For VLBI, some new and improved models for the IVS analysis have been applied like a constant drift of 5.8 µas/year on Galactic aberration. Additionally, mid-session-epoch solutions are calculated to present the best performance of VLBI, but they are transformed to 12-hour to ensure the consistency with the epochs of other techniques which are submitted for establishing the ITRF. [20,21].

When combining results from various analysis centers, IDS avoids introducing external reference frames and employs internal constraints during technical within-group combinations [22]. Consequently, the geocenter and scale results from DORIS observations directly reflect its precision in determining geocenter and scale. Compared to 2014, DORIS 2020 solution has undergone some new improvements: the application of new phase center variations for Alcatel DORIS ground antennas and the gradual replacement of Alcatel with Starec antennas over time; better modeling of the surface forces on the satellites [22,23].

The remaining sections of this paper are organized as follows: Section 2 presents the methods employed in this study, Section 3 introduces the input data and the results, finally, Section 4 provides the conclusions.

2. Methods

2.1. Stacking Model

A significant application of space geodetic observations is the continuous determination of ground station coordinates [24]. Using four technologies, GNSS, SLR, VLBI, and DORIS, coordinates sets and their internally consistent Earth Orientation Parameters (EOP) can be estimated based on observations collected at each measurement interval, daily and weekly [25]. Due to the complex surface deformation characteristics of the Earth, the coordinates of individual epochs not only include Earth’s crustal movements, terrain variations, and surface loads as geophysical signals but also involve various random errors. Consequently, in order to mitigate the influence of random factors and better apply physical signals, it is common to stacking observations from individual epochs over a certain time span to coordinates, velocities, and other modelable parameters (such as periodic signals) at a specific reference epoch. This process yields a reference framework through the stacking of observations, and we call it TRF Stacking method.

The transformation relationship between TRFs is typically represented using the Helmert similarity transformation model.

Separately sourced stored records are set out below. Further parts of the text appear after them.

PR #599, opened 2026-04-16
Skip CI/thread/task checks at issue boundary when no PR is assigned yet (closes #598)

### LINKED ISSUE #598: Skip CI/thread/task checks at issue boundary when no PR is assigned yet
## Problem

After a PR merges and the worker pivots to a new issue, it runs a full iteration cycle before starting work:

1. Check CI
2. Check review threads  
3. Check tasks
4. Pick next issue

Steps 1–3 are meaningless when there is no PR yet — the new issue has no CI, no threads, no tasks. The worker does pointless GitHub API calls and burns 5–15 seconds before it can start setup.

## Fix direction

At the top of the iteration loop, if there is no open PR for the current issue, skip straight to setup. The CI/thread/task checks should only run when a PR exists.

This also helps after kennel restart — the first iteration for each repo currently goes through all the checks even when no work is in flight.

FidoCanCode:
Fixes #598.

When the worker picks up a new issue and creates a fresh PR, skip the CI, review thread, and rescope checks that can't have meaningful results yet. This avoids pointless GitHub API calls and shaves 5–15 seconds off the first iteration. Also guards against stale PR state by ensuring `pr_is_fresh` is never `True` when resuming an existing issue.

---

## Work queue

- [x] [Guard against stale PR state by clearing pr_is_fresh when resuming an existing issue](https://github.com/FidoCanCode/home/pull/599#issuecomment-4257047953) 
</details>

### DIFF
--- a/kennel/worker.py
+++ b/kennel/worker.py
@@ -1078,10 +1078,11 @@ class Worker:
         issue: int,
         issue_title: str,
         issue_body: str = "",
-    ) -> tuple[int, str]:
+    ) -> tuple[int, str, bool]:
         """Find or create the branch and draft PR for *issue*.
 
-        Returns ``(pr_number, slug)`` for an open or freshly-created PR.
+        Returns ``(pr_number, slug, is_fresh)`` where *is_fresh* is ``True``
+        for a newly-created PR and ``False`` for an existing/resumed one.
         Raises ``RuntimeError`` if setup produces no tasks.
 
         Workflow:
@@ -1142,7 +1143,7 @@ class Worker:
                 repo_ctx.repo,
                 pr_number,
             )
-            return pr_number, slug
+            return pr_number, slug, False
 
         # Generate branch slug via Haiku
         raw_slug = self._claude_client.generate_branch_name(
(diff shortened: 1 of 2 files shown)


rhencke:
Make sure they aren't happening on a stale pr.  And that they won't happen before issue picking.

FidoCanCode:
Good nose! 🐕 Two things I'll make sure of:

1. **Stale PR guard** — `pr_is_fresh` only comes from `find_or_create_pr`'s return value within the same iteration, so it can't leak across iterations. But I'll double-check that resuming an existing issue always gets `False` and add a test for that path.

For a station i of technique s, located in a specific epoch $t_s^i$, the coordinates ${\mathbf{X}}_s^i$ in the epoch reference frame are related to the stacking reference frame coordinates ${\mathbf{X}}_{ck}^i$ at the reference epoch $t_0$, as well as the Earth Orientation Parameters (EOP) in the two reference frames, according to the following transformation:

$${\mathbf{X}}_s^i={\mathbf{X}}_{ck}^i+(t_s^i-t_0){\dot{\mathbf{X}}}_{ck}^i+{\mathbf{T}}_s+{\mathbf{D}}_s{\mathbf{X}}_{ck}^i+{{\mathbf{R}}_s\mathbf{X}}_{ck}^i$$

(2.1)

$$\left\{\begin{array}{c}{\mathcal{x}}_s^p={\mathcal{x}}_c^p+{R2}_s\\ {\mathcal{y}}_s^p={\mathcal{y}}_c^p+{R1}_s\\ \begin{array}{c}{UT}_s={UT}_c-\frac{1}{f}{R3}_s\\ {\dot{\mathcal{x}}}_s^p={\dot{\mathcal{x}}}_c^p\\ \begin{array}{c}{\dot{\mathcal{y}}}_s^p={\dot{\mathcal{y}}}_c^p\\ {LOD}_s={LOD}_c\end{array}\end{array}\end{array}\right.$$

(2.2)

where $f=$1.002737909350795, ${\mathbf{T}}_s$ represents the three translation parameters, ${\mathbf{D}}_s$ denotes scale parameters, ${\mathbf{R}}_s$ signifies rotation parameters and ${\mathbf{R}}_s=\left[\begin{array}{ccc}0& -{R3}_s& {R2}_s\\ {R3}_s& 0& -{R1}_s\\ -{R2}_s& {R1}_s& 0\end{array}\right]$. If there is a need to model additional signals such as periodic terms for the stations, further model optimization can be performed in Equation 2.1. Corresponding adjustments should be made in the subsequent datum definition part [2]. However, the primary objective of using single- technique TRF stacking in this paper is not to analyze nonlinear features. Therefore, only linear terms are included.

2.2. Datum Definition

According to Eq. 2.1, the introduction of transformation parameters and the estimation of velocity terms result in a rank deficiency in the normal equations, with a rank deficiency of 14 [26]. It can also be considered as the datum for the stacking TRF, ${\mathbf{X}}_{ck}^i$ and ${\dot{\mathbf{X}}}_{ck}^i$, is undefined. The rank deficiency can to be addressed by datum defining.

According to the definition by the International Earth Rotation and Reference Systems Service (IERS), the datum for the International Terrestrial Reference System (ITRS) includes the origin, scale, orientation, and their variations over time [27].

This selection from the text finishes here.